17 & Gone

GIRL?

Please help find my sister Hailey Pippering.



She comes here or she used to all the time.



If you see this flyer and you know anything, e-mail me PLEASE!!!!!

You don’t have to use your real name! I won’t call the police. I just want to know where she is!!!!



[email protected] (Trina Glatt: disappearance

unreported)

— 46 — THE house was waiting for me.

Always there, when nothing else was.

The girls were gathered—the newest of the girls, Trina, at their center. She was flashing something that caught the firelight. A blade of some kind . . .

sharp, silver. A knife.

No one knew how she smuggled it in, and everyone wanted to hold it, but when she said maybe it’d be for the best if they avoided getting their prints on it, they stopped reaching for the contraband and they stopped asking.

Trina told us that it all began when she got that knife. Before it came into her life, she felt helpless. She felt like a girl.

She spat out that word like it was the worst insult in the world, to be what we all were, and so she offended every one of us.

The knife itself was titanium, the blade and handle coated in a silvery finish. It was a butterfly knife that folded in on itself so it could fit in the crevice of a clasped hand.

Trina had stolen the knife from a boyfriend who’d himself shoplifted it from an army-navy surplus store. She couldn’t explain why she’d swiped it from his pocket while he was sleeping— better would have been to rifle through his wallet—but she wanted to take something from him that would really bother him. Something he’d notice, something he couldn’t replace. She’d planned to return it, maybe a week later, but once she had it she found she couldn’t part with it. The knife was so compact, it could be tucked into her front jeans pocket, and the secure sense of it under her pillow helped her sleep at night.

After she dumped him—all right, she admitted, he dumped her—she realized the knife was hers forever. She’d find herself playing with it, like in school or at home in full view of her mom’s boyfriend on the couch. What was to keep her from plunging it into someone who tried to mess with her? Nothing.

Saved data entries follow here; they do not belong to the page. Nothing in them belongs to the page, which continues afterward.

PR #281, opened 2017-04-25
Refactor backup/restore and slack secret from vault

shaidar:
Following changes were made:
- Changed duplicity tempdir to /backups/tmp
- Added slack api_token and webhook_url to vault and changed slack calls to read values from vault
- Added the mysql database name to cover the edxapp and xqueue db
- Pointed archive dir to cache dir
- Created 400GB EBS volume and pointed backup host to mount that and use as persistent storage for duplicity cache. Had to specify host's availability zone since EBS volume is not multi-zone.

### DIFF
--- a/salt/backups/templates/backup_mysql.sh
+++ b/salt/backups/templates/backup_mysql.sh
@@ -18,7 +18,6 @@ PASSPHRASE={{ settings.duplicity_passphrase }} /usr/bin/duplicity \
           --archive-dir {{ cachedir }} \
           --full-if-older-than 1W \
           --allow-source-mismatch --tempdir /backups/tmp/ \
-          s3+http://odl-operations-backups/{{ settings.get('directory', 'mysql') }}/ \
-          {{ settings.database }}/
+          s3+http://odl-operations-backups/{{ settings.get('directory', 'mysql') }}
 
 rm -rf {{ backupdir }}
--- a/salt/backups/templates/backup_mysql.sh
+++ b/salt/backups/templates/backup_mysql.sh
@@ -17,7 +17,8 @@ PASSPHRASE={{ settings.duplicity_passphrase }} /usr/bin/duplicity \
           --s3-use-server-side-encryption {{ backupdir }} \
           --archive-dir {{ cachedir }} \
           --full-if-older-than 1W \
-          --allow-source-mismatch --tempdir /backups \
-          s3+http://odl-operations-backups/{{ settings.get('directory', 'mysql') }}/
+          --allow-source-mismatch --tempdir /backups/tmp/ \
+          s3+http://odl-operations-backups/{{ settings.get('directory', 'mysql') }}/ \
+          {{ settings.database }}/
 
 rm -rf {{ backupdir }}
--- a/salt/backups/templates/restore_mongodb.sh
+++ b/salt/backups/templates/restore_mongodb.sh
@@ -2,12 +2,13 @@
 set -e
 
 {% set backupdir = '/backups/{}'.format(settings.get('directory', 'mongodb')) %}
+{% set cachedir = '/backups/.cache/{}'.format(settings.get('directory', 'mongodb')) %}
 mkdir -p {{ backupdir }}
 
 PASSPHRASE={{ settings.duplicity_passphrase }} /usr/bin/duplicity restore\
           --s3-use-server-side-encryption s3+http://odl-operations-backups/{{ settings.get('directory', 'mongodb') }}/ \
-          --archive-dir /backups/.cache \
-          --force --tempdir /backups {{ backupdir }}/
+          --archive-dir {{ cachedir }}
+          --force --tempdir /backups/tmp/ {{ backupdir }}
 
 /usr/bin/mongorestore --host {{ settings.host }} \
                       --port {{ settings.get('port', 27017) }} \
--- a/salt/backups/templates/restore_mysql.sh
+++ b/salt/backups/templates/restore_mysql.sh
@@ -2,12 +2,13 @@
 set -e
 
 {% set backupdir = '/backups/{}'.format(settings.get('directory', 'mysql')) %}
+{% set cachedir = '/backups/.cache/{}'.format(settings.get('directory', 'mysql')) %}
 mkdir -p {{ backupdir }}
 
 PASSPHRASE={{ settings.duplicity_passphrase }} /usr/bin/duplicity restore \
           --s3-use-server-side-encryption s3+http://odl-operations-backups/{{ settings.get('directory', 'mysql') }}/ \
-          --archive-dir /backups/.cache \
-          --force --tempdir /backups  {{ backupdir }}/
+          {{ settings.database }}/ --archive-dir {{ cachedir }} \
+          --force --tempdir /backups/tmp/ {{ backupdir }}/{{ settings.database }}
 
 /usr/bin/mysql --host {{ settings.host }} \
                --port {{ settings.get('port', 3306) }} \
--- a/salt/backups/templates/restore_mysql.sh
+++ b/salt/backups/templates/restore_mysql.sh
@@ -6,8 +6,8 @@ set -e
 mkdir -p {{ backupdir }}
 
 PASSPHRASE={{ settings.duplicity_passphrase }} /usr/bin/duplicity restore \
-          --s3-use-server-side-encryption s3+http://odl-operations-backups/{{ settings.get('directory', 'mysql') }}/ \
-          {{ settings.database }}/ --archive-dir {{ cachedir }} \
+          --s3-use-server-side-encryption s3+http://odl-operations-backups/{{ settings.get('directory', 'mysql') }} \
+          --archive-dir {{ cachedir }} \
           --force --tempdir /backups/tmp/ {{ backupdir }}/{{ settings.database }}
 
 /usr/bin/mysql --host {{ settings.host }} \
--- a/salt/orchestrate/aws/cloud_profiles/backup_host.conf
+++ b/salt/orchestrate/aws/cloud_profiles/backup_host.conf
@@ -2,6 +2,7 @@ backup_host:
   provider: mitx
   size: t2.medium
   image: ami-49e5cb5e
+  availability_zone: us-east-1b
   ssh_username: admin
   ssh_interface: private_ips
   script_args: -Z -A salt.private.odl.mit.edu
@@ -15,9 +16,8 @@ backup_host:
     - DeviceName: /dev/xvda
       Ebs.VolumeSize: 8
       Ebs.VolumeType: gp2
-    - DeviceName: /dev/xvdb
-      Ebs.VolumeSize: 400
-      Ebs.VolumeType: gp2
+    - device: /dev/xvdb
+      volume_id: vol-0bd5c579e0336bcef
   minion:
     master:
       - salt.private.odl.mit.edu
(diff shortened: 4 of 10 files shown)


salt/orchestrate/aws/cloud_profiles/backup_host.conf
```diff
@@ -15,9 +16,8 @@ backup_host:
     - DeviceName: /dev/xvda
       Ebs.VolumeSize: 8
       Ebs.VolumeType: gp2
-    - DeviceName: /dev/xvdb
-      Ebs.VolumeSize: 400
-      Ebs.VolumeType: gp2
+    - device: /dev/xvdb
+      volume_id: vol-0bd5c579e0336bcef
```
blarghmatey: Rather than hardcoding the volume ID it would be better to use a labelled volume that we mount and unmount as part of the orchestrate state. If the volume is launched as part of the profile I would be worried about it being terminated along with the instance...

salt/backups/templates/restore_mysql.sh
```diff
@@ -2,12 +2,13 @@
...
 
 {% set backupdir = '/backups/{}'.format(settings.get('directory', 'mysql')) %}
+{% set cachedir = '/backups/.cache/{}'.format(settings.get('directory', 'mysql')) %}
 mkdir -p {{ backupdir }}
 
 PASSPHRASE={{ settings.duplicity_passphrase }} /usr/bin/duplicity restore \
           --s3-use-server-side-encryption s3+http://odl-operations-backups/{{ settings.get('directory', 'mysql') }}/ \
-          --archive-dir /backups/.cache \
-          --force --tempdir /backups  {{ backupdir }}/
+          {{ settings.database }}/ --archive-dir {{ cachedir }} \
```
blarghmatey: What is the purpose of the `settings.database` reference on this line?

salt/backups/templates/restore_mongodb.sh
```diff
@@ -2,12 +2,13 @@
...
 {% set backupdir = '/backups/{}'.format(settings.get('directory', 'mongodb')) %}
+{% set cachedir = '/backups/.cache/{}'.format(settings.get('directory', 'mongodb')) %}
 mkdir -p {{ backupdir }}
 
 PASSPHRASE={{ settings.duplicity_passphrase }} /usr/bin/duplicity restore\
           --s3-use-server-side-encryption s3+http://odl-operations-backups/{{ settings.get('directory', 'mongodb') }}/ \
-          --archive-dir /backups/.cache \
-          --force --tempdir /backups {{ backupdir }}/
+          --archive-dir {{ cachedir }}
+          --force --tempdir /backups/tmp/ {{ backupdir }}
```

Not saying she did or would. Just having the weapon and knowing she could use it was enough.

The thing is, she never once made use of that knife. Not technically, because slicing incisions into the arms of her mother’s couch didn’t count. And making snowflakes out of loose-leaf paper for her little half sister didn’t count, either.

She never made use of the knife on a person.

That was her biggest regret. She could have done so much with it! When she leaped up while telling this part of her story, the other girls backed away. Not like they could get hurt in the smoky house, which was more charred and patterned by fire each time I visited— because this house held them close, kept them safe—but they remembered being hurt and reacted like they still could be.

Maybe it was talk of the knife that brought her out after all this time. She shifted from the curtains, and before anyone knew what was happening, Fiona Burke’s arm reached out and smacked the silvery butterfly knife from the new girl’s hand. It went sailing and landed with a thunk, spinning on the blackened wooden floor far across the room where no one could grab for it.

It doesn’t matter, Fiona Burke said to Trina Glatt, as if they were the only two lost girls in the room. You know it doesn’t matter, don’t you?

It matters, Trina growled. Give it back.

You can’t have that here, Fiona Burke said. None of us can have any of the things we had.